- **WHAT YOU NEED TO DO**: All lines of the listing below must be reproduced character for character.

- **DATA SUPPLIED**:
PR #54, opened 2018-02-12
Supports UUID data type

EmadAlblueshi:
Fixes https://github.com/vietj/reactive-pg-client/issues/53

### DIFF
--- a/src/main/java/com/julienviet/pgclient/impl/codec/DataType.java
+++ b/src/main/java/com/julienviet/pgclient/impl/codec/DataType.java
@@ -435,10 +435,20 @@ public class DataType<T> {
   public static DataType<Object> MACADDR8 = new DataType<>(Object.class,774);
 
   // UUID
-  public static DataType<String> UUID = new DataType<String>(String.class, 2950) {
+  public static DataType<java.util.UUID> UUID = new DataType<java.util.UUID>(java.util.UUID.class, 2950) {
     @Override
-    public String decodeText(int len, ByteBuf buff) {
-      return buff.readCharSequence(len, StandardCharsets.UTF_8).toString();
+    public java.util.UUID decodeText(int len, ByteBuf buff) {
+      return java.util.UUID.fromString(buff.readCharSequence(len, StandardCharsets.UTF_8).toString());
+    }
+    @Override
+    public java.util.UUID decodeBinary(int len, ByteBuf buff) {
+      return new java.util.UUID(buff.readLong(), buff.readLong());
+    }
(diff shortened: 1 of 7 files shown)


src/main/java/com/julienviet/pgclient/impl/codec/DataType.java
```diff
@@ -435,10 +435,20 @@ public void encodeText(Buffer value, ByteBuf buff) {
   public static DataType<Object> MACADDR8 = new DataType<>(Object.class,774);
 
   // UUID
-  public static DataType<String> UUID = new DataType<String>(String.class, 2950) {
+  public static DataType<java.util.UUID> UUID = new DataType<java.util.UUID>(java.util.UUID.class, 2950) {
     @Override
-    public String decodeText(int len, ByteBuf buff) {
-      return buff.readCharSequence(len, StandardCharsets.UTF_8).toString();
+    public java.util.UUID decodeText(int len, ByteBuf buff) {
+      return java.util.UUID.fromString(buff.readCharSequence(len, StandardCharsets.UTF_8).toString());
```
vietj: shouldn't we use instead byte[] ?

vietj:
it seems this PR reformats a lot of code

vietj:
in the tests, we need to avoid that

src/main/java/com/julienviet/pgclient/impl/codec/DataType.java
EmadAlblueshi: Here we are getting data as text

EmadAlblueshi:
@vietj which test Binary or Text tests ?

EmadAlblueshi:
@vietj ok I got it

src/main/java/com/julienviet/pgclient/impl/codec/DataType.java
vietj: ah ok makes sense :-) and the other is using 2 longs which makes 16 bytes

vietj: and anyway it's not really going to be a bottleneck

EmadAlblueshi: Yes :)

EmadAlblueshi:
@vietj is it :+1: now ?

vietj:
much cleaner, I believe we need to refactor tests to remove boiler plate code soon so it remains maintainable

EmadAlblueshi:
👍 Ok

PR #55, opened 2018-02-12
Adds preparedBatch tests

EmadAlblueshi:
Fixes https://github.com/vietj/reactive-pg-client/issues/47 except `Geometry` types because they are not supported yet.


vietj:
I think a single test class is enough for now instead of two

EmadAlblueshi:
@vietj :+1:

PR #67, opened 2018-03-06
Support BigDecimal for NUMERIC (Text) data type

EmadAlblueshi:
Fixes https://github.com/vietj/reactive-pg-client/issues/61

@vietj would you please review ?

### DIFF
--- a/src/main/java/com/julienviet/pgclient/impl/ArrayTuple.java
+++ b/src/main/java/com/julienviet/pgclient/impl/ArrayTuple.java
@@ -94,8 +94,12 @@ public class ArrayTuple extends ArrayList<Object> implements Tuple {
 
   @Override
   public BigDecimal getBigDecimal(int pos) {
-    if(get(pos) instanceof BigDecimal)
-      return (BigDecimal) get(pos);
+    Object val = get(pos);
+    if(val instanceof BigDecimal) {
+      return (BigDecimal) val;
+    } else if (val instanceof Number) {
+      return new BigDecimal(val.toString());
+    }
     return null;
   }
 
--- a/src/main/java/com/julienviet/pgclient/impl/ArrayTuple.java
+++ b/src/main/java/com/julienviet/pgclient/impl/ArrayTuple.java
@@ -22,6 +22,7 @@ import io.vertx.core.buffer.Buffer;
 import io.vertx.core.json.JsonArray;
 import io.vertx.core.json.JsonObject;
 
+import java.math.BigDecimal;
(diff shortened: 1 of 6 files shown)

- **ANSWER TO THE EXERCISE**:
PR #54, opened 2018-02-12
Supports UUID data type

EmadAlblueshi:
Fixes https://github.com/vietj/reactive-pg-client/issues/53

### DIFF
--- a/src/main/java/com/julienviet/pgclient/impl/codec/DataType.java
+++ b/src/main/java/com/julienviet/pgclient/impl/codec/DataType.java
@@ -435,10 +435,20 @@ public class DataType<T> {
   public static DataType<Object> MACADDR8 = new DataType<>(Object.class,774);
 
   // UUID
-  public static DataType<String> UUID = new DataType<String>(String.class, 2950) {
+  public static DataType<java.util.UUID> UUID = new DataType<java.util.UUID>(java.util.UUID.class, 2950) {
     @Override
-    public String decodeText(int len, ByteBuf buff) {
-      return buff.readCharSequence(len, StandardCharsets.UTF_8).toString();
+    public java.util.UUID decodeText(int len, ByteBuf buff) {
+      return java.util.UUID.fromString(buff.readCharSequence(len, StandardCharsets.UTF_8).toString());
+    }
+    @Override
+    public java.util.UUID decodeBinary(int len, ByteBuf buff) {
+      return new java.util.UUID(buff.readLong(), buff.readLong());
+    }
(diff shortened: 1 of 7 files shown)


src/main/java/com/julienviet/pgclient/impl/codec/DataType.java
```diff
@@ -435,10 +435,20 @@ public void encodeText(Buffer value, ByteBuf buff) {
   public static DataType<Object> MACADDR8 = new DataType<>(Object.class,774);
 
   // UUID
-  public static DataType<String> UUID = new DataType<String>(String.class, 2950) {
+  public static DataType<java.util.UUID> UUID = new DataType<java.util.UUID>(java.util.UUID.class, 2950) {
     @Override
-    public String decodeText(int len, ByteBuf buff) {
-      return buff.readCharSequence(len, StandardCharsets.UTF_8).toString();
+    public java.util.UUID decodeText(int len, ByteBuf buff) {
+      return java.util.UUID.fromString(buff.readCharSequence(len, StandardCharsets.UTF_8).toString());
```
vietj: shouldn't we use instead byte[] ?

vietj:
it seems this PR reformats a lot of code

vietj:
in the tests, we need to avoid that

src/main/java/com/julienviet/pgclient/impl/codec/DataType.java
EmadAlblueshi: Here we are getting data as text

EmadAlblueshi:
@vietj which test Binary or Text tests ?

EmadAlblueshi:
@vietj ok I got it

src/main/java/com/julienviet/pgclient/impl/codec/DataType.java
vietj: ah ok makes sense :-) and the other is using 2 longs which makes 16 bytes

vietj: and anyway it's not really going to be a bottleneck

EmadAlblueshi: Yes :)

EmadAlblueshi:
@vietj is it :+1: now ?

vietj:
much cleaner, I believe we need to refactor tests to remove boiler plate code soon so it remains maintainable

EmadAlblueshi:
👍 Ok

PR #55, opened 2018-02-12
Adds preparedBatch tests

EmadAlblueshi:
Fixes https://github.com/vietj/reactive-pg-client/issues/47 except `Geometry` types because they are not supported yet.


vietj:
I think a single test class is enough for now instead of two

EmadAlblueshi:
@vietj :+1:

PR #67, opened 2018-03-06
Support BigDecimal for NUMERIC (Text) data type

EmadAlblueshi:
Fixes https://github.com/vietj/reactive-pg-client/issues/61

@vietj would you please review ?

### DIFF
--- a/src/main/java/com/julienviet/pgclient/impl/ArrayTuple.java
+++ b/src/main/java/com/julienviet/pgclient/impl/ArrayTuple.java
@@ -94,8 +94,12 @@ public class ArrayTuple extends ArrayList<Object> implements Tuple {
 
   @Override
   public BigDecimal getBigDecimal(int pos) {
-    if(get(pos) instanceof BigDecimal)
-      return (BigDecimal) get(pos);
+    Object val = get(pos);
+    if(val instanceof BigDecimal) {
+      return (BigDecimal) val;
+    } else if (val instanceof Number) {
+      return new BigDecimal(val.toString());
+    }
     return null;
   }
 
--- a/src/main/java/com/julienviet/pgclient/impl/ArrayTuple.java
+++ b/src/main/java/com/julienviet/pgclient/impl/ArrayTuple.java
@@ -22,6 +22,7 @@ import io.vertx.core.buffer.Buffer;
 import io.vertx.core.json.JsonArray;
 import io.vertx.core.json.JsonObject;
 
+import java.math.BigDecimal;
(diff shortened: 1 of 6 files shown)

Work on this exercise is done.